#### [Source data]
================================

PR #29, opened 2021-11-10
.github/workflows: Notify pull request authors when workflows have failed

timflannagan:
Update the existing set of GHA workflows to notify PR authors when the workflow checks have failed. This job is triggered on non-draft PRs to avoid any rate limiting or spam notifications when iterating on WIP/draft PRs. Additionally, avoid using the same `ci` prefixed name. This can help better distinguish between individual workflows when interacting with the `actions` tab in the repositories github UI.

### DIFF
--- a/.github/workflows/build.yaml
+++ b/.github/workflows/build.yaml
@@ -1,4 +1,4 @@
-name: ci
+name: build
 on:
   push:
     branches:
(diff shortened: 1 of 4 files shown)


timflannagan:
Ah, it looks like this may not work as we primarily use forks for opening pull requests :(

It's also entirely possible I'm misunderstanding the error message and all of this would be resolved by merging this PR first.

In any case holding.

/hold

================================

#### [What this task involves]
Looking at the records, state how many lines contain "workflows" and write nothing besides that number.

#### [Written answer]
4